FEDEX is NOT going away. How they do business with contractors is changing. Their business plan is changing to fit THEIR needs. Ours has to change to fit OUR needs. Everyone else needs to make sure that, no matter what carrier you are with, that YOUR business plan meets the needs of your OWN business. If not, make other plans.
We have see our rate per mile fall throughout the year. Gross numbers are similar to last year but it is all in FSC.
Is the load offer a mistake? It would NOT surprise me if it is valid. We had a TVAL offer, not all that long ago, that came across at $.85 per mile. It was hard to turn it down, we were laughing SO HARD we could not operate the Clink!
Now, that TVAL load had a TON of DH on it which drove the pay down. However, had we been sitting there and got the offer we would have turned it down anyway. We don't run TVAL for what that load payed.
Joe once again I will ask break down the .85 cents a mile?
Was it all miles to pay?
How did the actual load pay?
How many dead head from delivery to layover miles were there?
How any miles from layover to pickup were there?

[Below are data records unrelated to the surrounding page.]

PR #1323, opened 2020-06-09
[Draft] Initial System metrics proposal

carlosalberto:
This is an initial draft PR for having an SDK-contrib library that automatically reports a few system metrics (initial implementations for other languages exist, such as [Python](https://github.com/open-telemetry/opentelemetry-python/tree/master/ext/opentelemetry-ext-system-metrics)) using observers.

The [Oshi](https://github.com/oshi/oshi) library is used to gather hardware information, and the reported metrics are (in either `bytes` or `seconds`, depending on the metric itself):

*  System memory (total and available).
* System CPU (system, user time and idle time)
* System Network Bytes (sent and received)
* Java Process memory (rss and vms)
* Java Process CPU (system and user time)
* Java GC (only GC count at this moment).

Internally the class is creating its own `IntervalMetricReader`. Also, these metric names will be updated when we have the related semantic conventions.

Tests, configuration support and code lifting code (such as maybe moving the small `Callback` code to their own file) is needed, but wanted to get initial feedback on this feature.

### DIFF
--- a/build.gradle
+++ b/build.gradle
@@ -137,6 +137,7 @@ configure(opentelemetryProjects) {
                 jmh_core                : "org.openjdk.jmh:jmh-core:${jmhVersion}",
                 jmh_bytecode            : "org.openjdk.jmh:jmh-generator-bytecode:${jmhVersion}",
                 jsr305                  : "com.google.code.findbugs:jsr305:${findBugsJsr305Version}",
+                oshi                    : "com.github.oshi:oshi-core:5.1.1",
                 prometheus_client       : "io.prometheus:simpleclient:${prometheusVersion}",
                 prometheus_client_common: "io.prometheus:simpleclient_common:${prometheusVersion}",
                 protobuf                : "com.google.protobuf:protobuf-java",
--- a/sdk_contrib/system_metrics/src/main/java/io/opentelemetry/sdk/contrib/metrics/system/SystemMetrics.java
+++ b/sdk_contrib/system_metrics/src/main/java/io/opentelemetry/sdk/contrib/metrics/system/SystemMetrics.java
@@ -24,8 +24,10 @@ import io.opentelemetry.metrics.AsynchronousInstrument.LongResult;
 import io.opentelemetry.metrics.Meter;
 import io.opentelemetry.sdk.metrics.export.IntervalMetricReader;
 import io.opentelemetry.sdk.metrics.export.MetricExporter;
+import io.opentelemetry.sdk.metrics.export.MetricProducer;
 import java.lang.management.GarbageCollectorMXBean;
 import java.lang.management.ManagementFactory;
+import java.util.Collection;
 import java.util.Collections;
 import java.util.Map;
 import java.util.TreeMap;
@@ -44,13 +46,17 @@ public final class SystemMetrics {
   private final IntervalMetricReader intervalReader;
 
   private SystemMetrics(
-      Meter meter, MetricExporter exporter, Map<String, String> labels, int interval) {
+      Collection<MetricProducer> producers,
+      MetricExporter exporter,
+      Map<String, String> labels,
+      int interval) {
 
-    registerObservers(meter, labels);
+    registerObservers(labels);
     intervalReader =
         IntervalMetricReader.builder()
             .setExportIntervalMillis(interval)
             .setMetricExporter(exporter)
+            .setMetricProducers(producers)
             .build();
   }
 
@@ -58,7 +64,8 @@ public final class SystemMetrics {
     intervalReader.shutdown();
   }
 
-  void registerObservers(Meter meter, Map<String, String> labels) {
+  void registerObservers(Map<String, String> labels) {
+    Meter meter = OpenTelemetry.getMeterProvider().get(SystemMetrics.class.getName());
     SystemInfo systemInfo = new SystemInfo();
     OperatingSystem osInfo = systemInfo.getOperatingSystem();
 
@@ -176,14 +183,14 @@ public final class SystemMetrics {
 
   /** Add me. */
   public static final class Builder {
-    private Meter meter = OpenTelemetry.getMeterProvider().get(SystemMetrics.class.getName());
+    private Collection<MetricProducer> producers;
     private MetricExporter exporter;
     private Map<String, String> labels;
     private int interval;
 
     /** Add me. */
-    public Builder setMeter(Meter meter) {
-      this.meter = meter;
+    public Builder setMetricProducers(Collection<MetricProducer> producers) {
+      this.producers = producers;
       return this;
     }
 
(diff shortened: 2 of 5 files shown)


jkwatson:
Shouldn't this be a pure API contribution? Or be a part of the instrumentation project?

carlosalberto:
> why do you need the ask dependency?

Not sure what you mean. Can you elaborate @bogdandrutu ?

carlosalberto:
> Shouldn't this be a pure API contrib-module? Or be a part of the instrumentation project?

That's a good question. We need the SDK only for creating the `IntervalMetricReader`, but otherwise fine - precisely this overlaps with whether you think this should end up in the Instrumentation repo (probably YES). @trask @tylerbenson you guys have an opinion on this?

trask:
> Or be a part of the instrumentation project?

makes sense to me

build.gradle
```diff
@@ -137,6 +137,7 @@ configure(opentelemetryProjects) {
                 jmh_core                : "org.openjdk.jmh:jmh-core:${jmhVersion}",
                 jmh_bytecode            : "org.openjdk.jmh:jmh-generator-bytecode:${jmhVersion}",
                 jsr305                  : "com.google.code.findbugs:jsr305:${findBugsJsr305Version}",
+                oshi                    : "com.github.oshi:oshi-core:5.1.1",
```
anuraaga, line 140: JNA libraries tend to be pretty bloated since they basically duplicate a native interface into Java, and for cross-platform ones have a ton of these. This seems to be 600K along with JNA itself which is 3MB+ (SDK is just 250K for reference). JDK's monitoring beans provide a lot of useful information so maybe just focus on them for now and can consider adding the huge dependency in a followup if the delta in terms of metrics seems useful?

anuraaga: I guess if it's just about system metrics this could be helpful. But it seems more useful to users to focus on JVM metrics first? None of the popular Java metrics libraries seem to use oshi but provide very useful runtime metrics without much binary cost - such metrics should basically "always be enabled" on an instrumented app while this seems much more specialized and should just add the metrics that can't be gotten for free from the JDK.

https://github.com/dropwizard/metrics/tree/release/4.1.x/metrics-jvm/src/main/java/com/codahale/metrics/jvm
https://github.com/prometheus/client_java/tree/master/simpleclient_hotspot/src/main/java/io/prometheus/client/hotspot
https://github.com/micrometer-metrics/micrometer/tree/b486e1261cade606eb0ff826fbae318f6d0c9e86/micrometer-core/src/main/java/io/micrometer/core/instrument/binder/system

carlosalberto: >  this seems much more specialized and should just add the metrics that can't be gotten for free from the JDK.

That's correct, and this is the precisely the idea: to provide a set of complete system-wide metrics (and was the reason why I wanted to initially put it here, as a separate, extra artifact that some users can use). 

@trask is there a plan to support external instrumentation jars? In that case, this could be provided at runtime. Also, what's your take on having Oshi as a dependency?

anuraaga: Many of the metrics here, like system cpu load, are available from the JDK though. And we definitely wouldn't want double instrumentation of the same metric if people added both, e.g., `instrumentation-jvm` and `instrumentation-system`. So recommendation was to start with the less complex, free stuff since that gives a better picture of what's needed in the complex, dependency-heavy version. So this feels like it's the wrong order to be addressing the issue in IMO. Does that make sense?

carlosalberto: This will be a rather small codebase, so I don't see the need to postpone the discussion on what to use/report ;) I'd argue that it's not a wrong order situation, as I mentioned before, the idea is precisely to provide system-wide metrics.

> we definitely wouldn't want double instrumentation of the same metric if people added both

It's an interesting scenario to have them separated. But in that case I'd rather have the system-wide disabled or something similar. Unless there's a clear path that justifies having them separated (in which case I'd be fine with the separation).

sdk_contrib/system_metrics/src/main/java/io/opentelemetry/sdk/contrib/metrics/system/SystemMetrics.java
```diff
@@ -0,0 +1,221 @@
...
+        .setUnit("seconds")
+        .setConstantLabels(labels)
+        .build()
+        .setCallback(
+            new Callback<DoubleResult>() {
+              @Override
+              public void update(DoubleResult r) {
+                processInfo.updateAttributes();
+                r.observe(processInfo.getUserTime() * 1000, TYPE_LABEL_KEY, "user");
+                r.observe(processInfo.getKernelTime() * 1000, TYPE_LABEL_KEY, "system");
```
trask, line 159: JVM mbeans provide process cpu as a single number (i assume `system` + `user`?), no breakdown of `system`/`user` that i know of

build.gradle
trask: > @trask is there a plan to support external instrumentation jars?

ya, we need to support users writing/bringing their own instrumentation somehow, but we haven't gotten to that yet

> Also, what's your take on having Oshi as a dependency?

well, the auto agent jar is already 28mb, so what's another 3mb? 😭

(side note: maybe we should use the `all` classifier after all, to be clear that it's the kitchen sink of distributions)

I agree the load would be horrible but in reality are the loaded miles only paying .85?
What was your penalty for turning down that load?
Has anyone ever thought that FedEx is not a freight company?

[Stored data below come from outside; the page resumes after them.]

PR #1330, opened 2020-06-10
Convert SpanData to use immutable Attributes

jkwatson:


sdk/src/test/java/io/opentelemetry/sdk/trace/TestUtils.java
```diff
@@ -124,4 +125,32 @@ public static SpanData makeBasicSpan() {
       tracerSdkFactory.updateActiveTraceConfig(originalConfig);
     }
   }
+
+  /** Find an AttributeValue by the key. */
+  public static AttributeValue findByKey(Attributes attributes, String key) {
```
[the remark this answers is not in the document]
jkwatson: I decided to add it, and keep it a simple linear search for now. We can revert if everyone hates it.

api/src/main/java/io/opentelemetry/common/ImmutableKeyValuePairs.java
```diff
@@ -56,6 +57,22 @@ public void forEach(KeyValueConsumer<V> consumer) {
     }
   }
 
+  /**
+   * Returns the value of the given key, or null if the key does not exist.
+   *
+   * <p>Warning: currently implemented via a linear search, so O(n) performance.
```
anuraaga, line 63: +1 to linear search, these should always be small enough where it's faster and opens up optimizations like deferring / not sorting.

api/src/test/java/io/opentelemetry/common/AttributesTest.java
```diff
@@ -149,4 +149,41 @@ public void builder_arrayTypes() {
...
+
+  @Test
+  public void get_Null() {
+    assertThat(Attributes.empty().get("foo")).isNull();
+    assertThat(Attributes.of("key", stringAttributeValue("value")).get("foo")).isNull();
+  }
+
+  @Test
+  public void get() {
+    assertThat(Attributes.of("key", stringAttributeValue("value")).get("key"))
```
anuraaga, line 161: For `Attributes`, having `getString` etc would make these sort of unit tests (thinking user code unit tests less worried about these speifically) nicer.

jkwatson: Not a bad idea. What behavior would you expect if you were asking for a non-string attribute value?

anuraaga: I've seen similar APIs return `null` when it's a different type, it seems fine to me.

api/src/main/java/io/opentelemetry/common/ImmutableKeyValuePairs.java
jkwatson: I actually implemented a binary search, then backed it out because it seemed like total overkill since we're not expecting many attributes. Good exercise to remind myself of some undergrad CS stuff, though (which I never took, since I don't have a CS degree!).

sdk/src/main/java/io/opentelemetry/sdk/trace/RecordEventsReadableSpan.java
```diff
@@ -516,13 +515,15 @@ int getTotalRecordedLinks() {
   }
 
   @GuardedBy("lock")
-  private Map<String, AttributeValue> getImmutableAttributes() {
+  private Attributes getImmutableAttributes() {
```
bogdandrutu, line 518: Looking at this I see a lot of allocations happening here. Do you have a plan to change AttributeMap to implement the Attributes so we don't reconstruct the entire map when converting to SpanData?

jkwatson: I would definitely like to tackle this next. So far, I'm a bit stumped on how to approach it, since the AttributeMap is extremely mutable, and Attributes are inherently immutable. Do you have any ideas of how to tackle this one?

api/src/test/java/io/opentelemetry/common/AttributesTest.java
jkwatson: Right now, the corresponding methods on AttributeValue throw an UnsupportedOperationException. I honestly don't know what's the better approach.

sdk/src/main/java/io/opentelemetry/sdk/trace/RecordEventsReadableSpan.java
bogdandrutu: AttributeMap becomes immutable after end event so we can reuse that object

jkwatson: ok, I've been noodling on this a bit.
If we made an exportable-attributes interface (no idea what the name of this could be), then both our existing Attributes abstract class and the AttributesMap class could both implement that interface. Then, SpanData would expose this interface, rather than the concrete Attributes API class. Is this the sort of thing you're also thinking?

jkwatson: Naming wise, here is my suggestion: 

* Rename the current `Attributes` class to `ImmutableAttributes`, keeping the implementation and the static creation methods there.
* Create a new interface called `Attributes` which will be used as the API interface and for export as well.
* Make the AttributesMap implement the Attributes interface
* Do as you suggest and pass in the AttributeMap directly to the SpanWrapper after the span has ended.

Does this sound right?

jkwatson: Note, I tried this out in a branch, and for the API it ends up feeling parallel to the Map/ImmutableMap APIs :  Attributes/ImmutableAttributes.

api/src/test/java/io/opentelemetry/common/AttributesTest.java
carlosalberto: Observe this is not an API intended to be used by end users, but by 'us', so I'm not so sure the sugar is truly needed.

In any case, if this is something still required, I'd suggest filling an issue and discuss the change there, so we can go ahead and merge this PR soon ;)

sdk/src/main/java/io/opentelemetry/sdk/trace/RecordEventsReadableSpan.java
carlosalberto: A small question: will `ImmutableAttributes` implement `Attributes` as well?

jkwatson: yes, ImmutableAttributes and AttributesMap will both implement the Attributes interface.

api/src/test/java/io/opentelemetry/common/AttributesTest.java
jkwatson: fair enough, @carlosalberto . I don't think it's needed right now, although it could make exporters easier to write, possibly.

jkwatson: Yeah, we shouldn't do this now; and only add it if it is really needed. Resolving this conversation for now.

jkwatson:
Is there anything blocking reviews on this? I'd like to keep moving on this to get it finished up soon.

api/src/test/java/io/opentelemetry/common/AttributesTest.java
anuraaga: Ok with addressing later. Don't quite understand this being not an end-user API since it would be used to create Resource too?

jkwatson:
> Ok with addressing later. Don't quite understand this being not an end-user API since it would be used to create Resource too?

I think the point was that, in general, API users won't need to be asking what attributes are in a set of attributes. They're writing those values, not reading them. The same applies, I believe, to the Resource.

carlosalberto:
> I'd like to keep moving on this to get it finished up soon.

Shall we merge this and have your upcoming changes in another PR? Is this what you meant? ;)

jkwatson:
> > I'd like to keep moving on this to get it finished up soon.
> 
> Shall we merge this and have your upcoming changes in another PR? Is this what you meant? ;)

Yes. I wasn't planning on changing the interface stuff until the next PR. I could do it all in one bigger PR, but I was trying to limit the scope, so as to not muddy the waters. :)

carlosalberto:
SGTM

That is twice now....make your point will ya....for goodness sake....
I don't have to, everyone is doing for me.
Read the responses ...
Well FDXCC is not exactly going under. They are being sold though. I bought 'em yesterday, lock, stock and barrell. $37.87 More later...I've got some contractor's to straighten right now...not a lot of time to chit chat
I don't understand, Greg. Please explain. I am more lost than normal, it's the heat here. My pea brain is fried.

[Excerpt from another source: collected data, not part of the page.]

PR #1333, opened 2020-06-11
Make the IntervalMetricReader robust to exporter failures

### LINKED ISSUE #1324: IntervalMetricReader should protect itself against exporters throwing exceptions
If a MetricExporter throws an exception, the IntervalMetricReader does not report the exception, and the scheduled thread exception will be halted.

The IMR should make sure to catch and report exceptions thrown by exporters.

jkwatson:
resolves #1324

### DIFF
--- a/sdk/src/main/java/io/opentelemetry/sdk/metrics/export/IntervalMetricReader.java
+++ b/sdk/src/main/java/io/opentelemetry/sdk/metrics/export/IntervalMetricReader.java
@@ -29,6 +29,8 @@ import java.util.Map;
 import java.util.concurrent.Executors;
 import java.util.concurrent.ScheduledExecutorService;
 import java.util.concurrent.TimeUnit;
+import java.util.logging.Level;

I was wondering who outbid me. I didn't think $40 would be too high.
We have see our rate per mile fall throughout the year. Gross numbers are similar to last year but it is all in FSC.
Fried?
Well I think you need to understand that they make their main money off of packages and parcels - not freight.
So if the idea that the package services need to be competitive and run a specific way, they apply that idea to the other parts of the company.
Fried?
Well I think you need to understand that they make their main money off of packages and parcels - not freight.
So if the idea that the package services need to be competitive and run a specific way, they apply that idea to the other parts of the company.
Are you saying that the Fed uses freight not as a revenue source but as a means to provide their packages & parcels more avenues to be delivered, aka more capabilities and freight is run at a break even to increase the more profitable package capabilities?